**Goal of the exercise:**
A stretch of the entries below is to be set down exactly, running from the line with "update broken references" through the line with "(diff shortened: 1 of 4 files shown)", both included, and no other line.

**Given data:**
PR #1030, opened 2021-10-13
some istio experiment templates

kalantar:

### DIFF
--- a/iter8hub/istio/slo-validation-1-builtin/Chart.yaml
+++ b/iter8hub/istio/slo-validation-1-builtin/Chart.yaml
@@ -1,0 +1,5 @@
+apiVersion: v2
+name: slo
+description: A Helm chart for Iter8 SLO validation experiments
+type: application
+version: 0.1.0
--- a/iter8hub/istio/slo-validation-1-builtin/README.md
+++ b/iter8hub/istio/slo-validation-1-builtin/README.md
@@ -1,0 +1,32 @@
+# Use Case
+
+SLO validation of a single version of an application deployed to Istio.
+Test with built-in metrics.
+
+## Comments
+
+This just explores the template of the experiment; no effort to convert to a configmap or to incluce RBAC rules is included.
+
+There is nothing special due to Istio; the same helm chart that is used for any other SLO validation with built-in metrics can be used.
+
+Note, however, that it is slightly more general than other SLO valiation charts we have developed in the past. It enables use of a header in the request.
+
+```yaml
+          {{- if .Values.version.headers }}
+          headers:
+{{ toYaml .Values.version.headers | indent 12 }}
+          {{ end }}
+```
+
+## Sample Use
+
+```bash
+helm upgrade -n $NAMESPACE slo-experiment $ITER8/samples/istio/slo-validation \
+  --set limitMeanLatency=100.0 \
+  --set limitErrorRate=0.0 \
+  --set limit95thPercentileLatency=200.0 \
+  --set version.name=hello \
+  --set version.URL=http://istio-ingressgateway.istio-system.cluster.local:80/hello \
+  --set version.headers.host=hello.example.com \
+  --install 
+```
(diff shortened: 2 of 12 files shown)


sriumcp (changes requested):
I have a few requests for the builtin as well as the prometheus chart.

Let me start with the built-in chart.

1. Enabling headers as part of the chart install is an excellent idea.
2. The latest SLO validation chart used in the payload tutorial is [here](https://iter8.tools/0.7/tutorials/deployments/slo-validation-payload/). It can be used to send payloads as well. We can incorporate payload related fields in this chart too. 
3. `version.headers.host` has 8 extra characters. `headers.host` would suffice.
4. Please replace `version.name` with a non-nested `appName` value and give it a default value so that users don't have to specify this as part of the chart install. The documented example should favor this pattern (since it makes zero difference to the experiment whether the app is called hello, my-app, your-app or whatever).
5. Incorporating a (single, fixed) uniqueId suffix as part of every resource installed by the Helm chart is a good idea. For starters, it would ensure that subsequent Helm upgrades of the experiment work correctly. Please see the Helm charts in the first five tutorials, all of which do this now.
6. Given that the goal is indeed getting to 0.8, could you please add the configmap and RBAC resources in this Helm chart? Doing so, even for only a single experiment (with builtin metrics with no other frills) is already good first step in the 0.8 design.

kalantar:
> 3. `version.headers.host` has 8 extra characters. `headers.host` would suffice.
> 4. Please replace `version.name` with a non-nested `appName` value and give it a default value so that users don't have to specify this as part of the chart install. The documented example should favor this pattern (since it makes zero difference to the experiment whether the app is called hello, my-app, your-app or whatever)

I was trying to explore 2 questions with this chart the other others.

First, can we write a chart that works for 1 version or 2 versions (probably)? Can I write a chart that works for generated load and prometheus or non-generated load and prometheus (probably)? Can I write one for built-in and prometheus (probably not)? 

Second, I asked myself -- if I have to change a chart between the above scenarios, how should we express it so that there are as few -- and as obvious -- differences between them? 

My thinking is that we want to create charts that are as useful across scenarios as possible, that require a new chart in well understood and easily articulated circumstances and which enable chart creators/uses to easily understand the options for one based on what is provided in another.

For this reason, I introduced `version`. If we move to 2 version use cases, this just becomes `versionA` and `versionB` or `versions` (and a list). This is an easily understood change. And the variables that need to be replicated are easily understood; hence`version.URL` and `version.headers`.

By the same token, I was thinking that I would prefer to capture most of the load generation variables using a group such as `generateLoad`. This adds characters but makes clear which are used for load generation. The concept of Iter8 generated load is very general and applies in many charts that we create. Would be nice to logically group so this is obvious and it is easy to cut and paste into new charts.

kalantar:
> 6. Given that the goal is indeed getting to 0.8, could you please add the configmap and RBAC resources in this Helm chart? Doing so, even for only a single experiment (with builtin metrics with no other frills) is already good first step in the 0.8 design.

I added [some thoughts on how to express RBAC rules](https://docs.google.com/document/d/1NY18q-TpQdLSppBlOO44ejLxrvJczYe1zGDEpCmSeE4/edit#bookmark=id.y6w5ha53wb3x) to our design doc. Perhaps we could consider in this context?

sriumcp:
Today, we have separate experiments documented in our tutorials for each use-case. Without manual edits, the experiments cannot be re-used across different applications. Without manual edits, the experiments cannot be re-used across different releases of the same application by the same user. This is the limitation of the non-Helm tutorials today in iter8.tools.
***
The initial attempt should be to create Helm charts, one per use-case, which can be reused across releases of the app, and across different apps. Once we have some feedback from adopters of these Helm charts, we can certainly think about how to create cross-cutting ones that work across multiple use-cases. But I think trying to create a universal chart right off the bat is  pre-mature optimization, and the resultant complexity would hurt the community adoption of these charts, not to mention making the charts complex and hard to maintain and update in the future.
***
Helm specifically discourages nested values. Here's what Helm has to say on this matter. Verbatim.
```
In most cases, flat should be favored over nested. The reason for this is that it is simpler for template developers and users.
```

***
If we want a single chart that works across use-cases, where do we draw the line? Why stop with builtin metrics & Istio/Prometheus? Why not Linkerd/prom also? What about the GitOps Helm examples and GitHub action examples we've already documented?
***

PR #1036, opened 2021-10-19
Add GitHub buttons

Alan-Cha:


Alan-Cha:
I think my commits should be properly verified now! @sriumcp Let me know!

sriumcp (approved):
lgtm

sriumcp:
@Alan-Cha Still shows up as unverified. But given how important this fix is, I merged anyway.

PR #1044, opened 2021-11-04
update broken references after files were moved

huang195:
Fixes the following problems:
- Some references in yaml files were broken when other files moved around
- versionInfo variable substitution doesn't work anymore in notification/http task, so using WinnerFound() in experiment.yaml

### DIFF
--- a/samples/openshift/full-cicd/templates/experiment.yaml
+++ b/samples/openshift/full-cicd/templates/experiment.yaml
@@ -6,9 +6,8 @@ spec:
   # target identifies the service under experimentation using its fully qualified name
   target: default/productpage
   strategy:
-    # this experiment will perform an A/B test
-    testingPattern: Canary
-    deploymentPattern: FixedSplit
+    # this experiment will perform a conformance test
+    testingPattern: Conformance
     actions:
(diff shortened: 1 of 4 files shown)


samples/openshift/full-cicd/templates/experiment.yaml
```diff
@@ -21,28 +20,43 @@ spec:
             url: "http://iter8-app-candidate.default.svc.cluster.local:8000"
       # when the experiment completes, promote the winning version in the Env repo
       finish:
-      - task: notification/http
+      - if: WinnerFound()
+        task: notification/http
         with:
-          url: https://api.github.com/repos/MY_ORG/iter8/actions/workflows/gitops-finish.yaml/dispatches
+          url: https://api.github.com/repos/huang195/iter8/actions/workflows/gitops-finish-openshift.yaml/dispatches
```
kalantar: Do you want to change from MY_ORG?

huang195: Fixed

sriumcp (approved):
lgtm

**Solution:**
update broken references after files were moved

huang195:
Fixes the following problems:
- Some references in yaml files were broken when other files moved around
- versionInfo variable substitution doesn't work anymore in notification/http task, so using WinnerFound() in experiment.yaml

### DIFF
--- a/samples/openshift/full-cicd/templates/experiment.yaml
+++ b/samples/openshift/full-cicd/templates/experiment.yaml
@@ -6,9 +6,8 @@ spec:
   # target identifies the service under experimentation using its fully qualified name
   target: default/productpage
   strategy:
-    # this experiment will perform an A/B test
-    testingPattern: Canary
-    deploymentPattern: FixedSplit
+    # this experiment will perform a conformance test
+    testingPattern: Conformance
     actions:
(diff shortened: 1 of 4 files shown)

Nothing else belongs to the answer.